PR #430, opened 2016-07-13
New Http streaming API part 1, basic server API

DanSimon:
This is the beginning of a new API for creating streaming Http servers.  Rather than try to build this on the service layer, this builds directly on top of the controller layer.  This means that there is no built-in support for concurrency (you have to ensure you send back data in the right order for multiple requests), but much greater flexibility and a much simpler interface for streaming large or chunked messages.  

I think overall this is a fair tradeoff since usually when writing streaming services most connections only send one request and then receive a very long, possibly infinite, response.  It's also possible we can create higher-level abstractions on top of what's here.

This PR is just for the server-side.  I don't think it will be too much work to get the client-side done but this is part of my continued effort to keep PR's small.  I also want to get a basic API out there as fast as possible as I'm fairly certain it's going to take some time to refine and make it more intuitive.


DanSimon:
I made a few additional changes to make the codec work for both servers and clients.  I've also added a barebones client handler, although I'll be significantly improving it in coming pr's.

colossus/src/main/scala/colossus/controller/Controller.scala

-*-

• [Task objective]: Within the listing above, copy each line that has the string "basic".

• [Response area]:
New Http streaming API part 1, basic server API
This PR is just for the server-side.  I don't think it will be too much work to get the client-side done but this is part of my continued effort to keep PR's small.  I also want to get a basic API out there as fast as possible as I'm fairly certain it's going to take some time to refine and make it more intuitive.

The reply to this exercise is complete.